I used to collect(about 6 years ago) a lot around the Nuuanu area but when I went back to check there isn't really much left...


----------



## Travis.808 (Apr 2, 2009)

Maybe the marshes in Kailua? Not too sure. Sounds great though if you do it up, please post pics super interested.


----------



## Felf808 (Mar 21, 2006)

Travis.808 said:


> Maybe the marshes in Kailua? Not too sure. Sounds great though if you do it up, please post pics super interested.


Go to Kailua if you like tilapia. You'll have better luck waaaaay up in Nuuanu, Manoa, and Kahaluu/Kahuku.


----------



## Travis.808 (Apr 2, 2009)

I was referring to plants not fish. I didn't think he'd want a tilapia tank.


----------



## Stimz (Aug 18, 2009)

Travis.808 said:


> I was referring to plants not fish. I didn't think he'd want a tilapia tank.


I'm not really sure what kinds of plants I'd put in a tank like this... we don't really have any local aquatic plants do we?


----------



## Stimz (Aug 18, 2009)

Felf808 said:


> Go to Kailua if you like tilapia. You'll have better luck waaaaay up in Nuuanu, Manoa, and Kahaluu/Kahuku.
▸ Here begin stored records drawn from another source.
Issue #1403, opened 2024-02-09
unarmed errors because it's ejected


EntranceJew:
it has an .Icon but it never gets converted to .iconMaterial

because shopeditor tries to eject it

ZenBre4ker:
To know how to fix it, we would need further info, how to reproduce it and what exactly errors.

PR #1408, opened 2024-02-11
fix buy menu error #skip-changelog

EntranceJew:
it's gotta go someway somehow

### DIFF
--- a/gamemodes/terrortown/gamemode/client/cl_shopeditor.lua
+++ b/gamemodes/terrortown/gamemode/client/cl_shopeditor.lua
@@ -26,7 +26,6 @@ function ShopEditor.GetEquipmentForRoleAll()
 
     local eject = {
         weapon_fists = true,
-        weapon_ttt_unarmed = true,
         bobs_blacklisted = true,
     }
 


TimGoll:
@saibotk What is your opnion on that? I don't care that much. It is the easiest fix to that problem.

saibotk:
Closed in favor of #1421

TimGoll:
> Closed in favor of #1421

I don't think #1421 is fixing the issue that exists here. @ZenBre4ker should comment on that, but I'm pretty sure these are different issues

ZenBre4ker:
Well, it seems like this was the idea to make unarmed being editable, but I also don't know how to reproduce #1403 to confirm, that it fixes anything. This just allows it being shown in the shopeditor, right?

TimGoll:
Yes. But the problem here is, that the material is only cached if it isn't ejected. If the material isn't cached, it throws an error at a later point. I didn't try to reproduce the issue though, but this is the issue that exists here.

ZenBre4ker:
Still seems wrong to not eject it in the equipmentForRoleAll.
If caching is somehow important, it should be done somewhere else entirely.
Weird enough, that those two calls are entangled:
ShopEditor.GetEquipmentForRoleAll() and hook.run("TTT2RegisterWeaponID")

That is something I was on the way to untangle, but that was probably inside one of those PRs that a took a long to get reviewed.

TimGoll:
yes, it is bad that these are entangled! This is why the fix in this PR is more a bandaid fix then a real fix. I just wanted to point out that your PR does not fix the issue at hand.

saibotk:
Oh then nvm i was wrong but will keep this closed as we need a fix that does not just allow this to be editable

EntranceJew:
THE PROBLEM IS THAT EVERY TIME YOU OPEN THE BUY MENU IT ERRORS

EntranceJew:
_ERRORING EVERY TIME YOU OPEN THE MENU SUCKS_

TimGoll:
Please keep the discussion civil and on topic. We are aware of the issue, but we want a fix, not a bandaid. Therefor this PR is not a good solution to us. This is nothing against you, this is only about this project as we told you on discord before you opened this PR.

EntranceJew:
"this should be done better" with no indication of what better means is the opposite of useful, it destroys labor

Yeah, I remember there being a stream leading out to sea I think in Kahuku, I bet further upstream would have opae ect.


----------



## Travis.808 (Apr 2, 2009)

Not sure, thought it was gonna be local plants shrimps and fish.


----------



## b15ser (May 13, 2008)

You would have to go up high up the stream/mountain to find opae kala'ole. Most opae found sea level are just feeder shrimp (neocaridina sp. or 'wild' cherries). Sometimes I've found opae kala'ole mixed in with the feeder shrimp at pet shops. Anyway, I'd be interested to tag along if you go lmk


----------



## S-KGray (Nov 29, 2008)

What parts of the stream do opae kala'ole like to hang out in? Do they hide under rocks, or in plants, or are they just cruising around? I went exploring a couple Saturdays and didn't see any, but I was just looking from the bank and didn't jump in with my scoop net or anything.


----------



## Stimz (Aug 18, 2009)

S&KGray said:


> What parts of the stream do opae kala'ole like to hang out in? Do they hide under rocks, or in plants, or are they just cruising around? I went exploring a couple Saturdays and didn't see any, but I was just looking from the bank and didn't jump in with my scoop net or anything.
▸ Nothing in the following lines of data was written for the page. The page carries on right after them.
Issue #1406, opened 2024-02-11
Spawning ttt_random_weapon after round start does not create a weapon


pontMakesThings:
**TTT2 version:**
workshop v0.12.3b

**Description:**
Spawning ttt_random_weapon after the round has started does not spawn a weapon. 

**To reproduce:**
`ent_create ttt_random_weapon`, or spawn ttt_random_weapon via point_template. No weapon will spawn, and TTT2 Base will encounter a lua error.

**Expected behaviour:**
A random weapon spawns.

**Context:**
Spawning in random weapons and ammo after the initial round start is handy for maps with round variants and mid-round mechanics. I'm currently playtesting an in-development map that makes heavy use of this. ttt_random_weapon functions correctly in the original TTT. I have verified that random weapons are failing to spawn entirely, not just being misplaced. ttt_random_ammo works correctly.

**Relevant console readout:**
```
] ent_create ttt_random_weapon

[TTT2 (Base) - v0.12.3b] gamemodes/terrortown/entities/entities/ttt_random_weapon.lua:18: attempt to call field 'GetSpawnableSWEPs' (a nil value)
  1. unknown - gamemodes/terrortown/entities/entities/ttt_random_weapon.lua:18
```

**Map:**
While this is simple to create a test map for (or use any map where you know the origin), here's the map I'm working on where the bug is clearly observed between loading it in TTT and TTT2. A majority of weapons in the map are templated ttt_random_weapon. The origin is on the lower floor. Mind the round variant where it might fixed-spawn HUGEs everywhere.
https://steamcommunity.com/sharedfiles/filedetails/?id=3147823480

EntranceJew:
have you checked out how these maps do it?
https://steamcommunity.com/sharedfiles/filedetails/?id=1326819008
https://steamcommunity.com/sharedfiles/filedetails/?id=1358920571

if you can help it, you should be using `entspawn.SpawnRandomWeapon` or `entspawn.SpawnRandomAmmo` within TTT2 -- but the source of ttt_random_weapon doesn't currently reference GetSpawnableSWEPs at all so i'm confused as to which addon you may have that is overwriting it
![image](https://github.com/TTT-2/TTT2/assets/5711436/ec614a4c-9791-4eef-9762-964a1cc4cf47)

can you run `which gamemodes/terrortown/entities/entities/ttt_random_weapon.lua` as a client to see where it originates from?

pontMakesThings:
[...]

PR #1409, opened 2024-02-12
Addonchecker: Added another addon

TimGoll:
As described in #1406 the added addon breaks our random spawn system and is therefore incompatible.


EntranceJew:
unfortunate, because as i mention on #1150, it's one of those things that is pretty interesting

ZenBre4ker (approved):

saibotk (approved):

I'm curious about that also... they don't really look like swimmers so I'd assume attached to rocks/on the bottom/on plants or roots? Too bad none of the hawaiian aquatic life can't be captive bred due to the half ocean/half fresh water life cycle


----------



## b15ser (May 13, 2008)

I've read they like faster moving waters. They are also walkers/climbers. I remember when i had one, it would crawl instead of flop around when out of water.

Looks like there is a permit to _legally_ collect from streams for aquarium use: https://dlnr.ehawaii.gov/cmls-public/app/k/_c61214B5A-0411-EA35-67D1-99F8F5135651_k9574A3ED-E9E3-A25E-55EF-81C938E7C288
And under term #9, O'opu cannot be taken.


----------